Democrats seize the urgency of our moment

It would be a place, she said, “where all are welcome, no matter what we look like, where we come from, or who we love.”

In keeping with expectations that a vice presidential candidate will strike relentlessly at the opposition, Harris continued the online Democratic National Convention’s assault on President Trump’s failures, lies and selfishness.

But as prosecutors sometimes decide to do, she chose to speak not angrily or irritably, but in a tone of quiet sorrow over a country confronting pain, distress and exhaustion with a divisive and erratic president.

“Donald Trump’s failure of leadership has cost lives and livelihoods,” Harris said. “If you’re a parent struggling with your child’s remote learning, or you’re a teacher struggling on the other side of that screen, you know that what we’re doing right now isn’t working. And we are a nation that’s grieving. Grieving the loss of life, the loss of jobs, the loss of opportunities, the loss of normalcy. And yes, the loss of certainty.”

“The constant chaos leaves us adrift,” she said. “The incompetence makes us feel afraid. The callousness makes us feel alone. It’s a lot. And here’s the thing: We can do better and deserve so much more.”

The quieter language reflected a warmer and far more personal Harris than the tough and fiery image she has often cultivated. She spoke of her mother and her husband, of love and of how family has been at the center of her life. It was an introduction to the vast number of Americans who knew little about her, and the softer tone will be a challenge to Trump, who has specialized in gendered attacks.

Harris’s prosecutorial burden was also lightened by former president Barack Obama, who offered a sharp and urgent case for change. Obama’s 2020 speech on behalf of his former vice president was, in many ways, more passionate and more insistent than his case for his own reelection at the 2012 convention.

For the last three and a half years, Obama clearly felt restrained by norms prescribing that former presidents should refrain from criticizing the current occupant of the Oval Office.

Those constraints fell away on Wednesday night.

When Trump took office, Obama explained, he had hoped that the new president would at least “show some interest in taking the job seriously” and “discover some reverence for the democracy that had been placed in his care.”

“But he never did,” Obama declared, and what followed was one of the most cutting and comprehensive attacks of the convention so far:

“He’s shown no interest in putting in the work,” Obama declared, “no interest in finding common ground; no interest in using the awesome power of his office to help anyone but himself and his friends; no interest in treating the presidency as anything but one more reality show that he can use to get the attention he craves.”

And like Sen.
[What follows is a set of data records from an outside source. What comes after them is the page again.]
PR #4791, opened 2022-06-27
time: add track_caller to public APIs

hds:
## Motivation

`time::interval` with 0 duration) then the user currently sees the line number
of the panic call inside tokio. It would be more informative for the user to see
the place where they called the panicking function.

hidden.

This change is the 4th in a series towards closing #4413 (starting with #4772),
this change is for the time functions in the main `tokio` crate.

## Solution

Functions that may panic can be annotated with #[track_caller] so that
source.

This change adds #[track_caller] to all the non-unstable public APIs in
tokio-util where the documentation describes how the function may panic
due to incorrect context or inputs.

In cases where `#[track_caller]` does not work, it has been left out. For
example, it currently does not work on async functions, blocks, or
closures. So any call stack that passes through one of these before
reaching the actual panic is not able to show the calling site outside
of tokio as the panic location.

The public functions that could not have `#[track_caller]` added for
this reason are:
* `time::advance`

Tests are included to cover each potentially panicking function. In the
following cases, `#[track_caller]` had already been added, and only
tests have been added:
* `time::interval`
* `time::interval_at`

Refs: #4413

### DIFF
--- a/tokio/src/time/clock.rs
+++ b/tokio/src/time/clock.rs
@@ -96,6 +96,7 @@ cfg_test_util! {
     ///
     /// [`Sleep`]: crate::time::Sleep
     /// [`advance`]: crate::time::advance
+    #[track_caller]
     pub fn pause() {
         let clock = clock().expect("time cannot be frozen from outside the Tokio runtime");
         clock.pause();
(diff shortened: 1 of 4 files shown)


Darksonn (approved):
Thanks.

Bernie Sanders (I-Vt.) on Monday night, Obama also drew attention to Trump’s threat to free government. “Our democratic institutions [are] threatened as never before,” he said.

The twin speeches, combined with statements from House Speaker Nancy Pelosi and former secretary of stateHillary Clinton, reflected the astonishing discipline that the two-hour-long online convention has imposed on a party that has often turned its guns toward internal rivals.

Over and over, the party has stressed three themes: the catastrophe that Trump’s reelection would bring in its wake; the empathy and competence that Biden would bring to the White House; and the Democratic Party’s devotion to diversity, inclusion and social justice — a nation, as Harris put it, committed to “the fundamental belief that every human being is of infinite worth, deserving of compassion, dignity and respect.”

But it fell to Clinton, who lost to Trump in 2016 when nearly everyone expected her to win, to be explicit about a fear that will animate Democratic activism between now and Election Day.

“For four years,” she said, “people have said to me, ‘I didn’t realize how dangerous he was.’ ‘I wish I could go back and do it over.’ Or worst, ‘I should have voted.’ Well, this can’t be another woulda-coulda-shoulda election.”

Obama drove that theme home, too. “Do not let them take away your power. Don’t let them take away your democracy.”

One word summarizes the Democratic mood: urgency.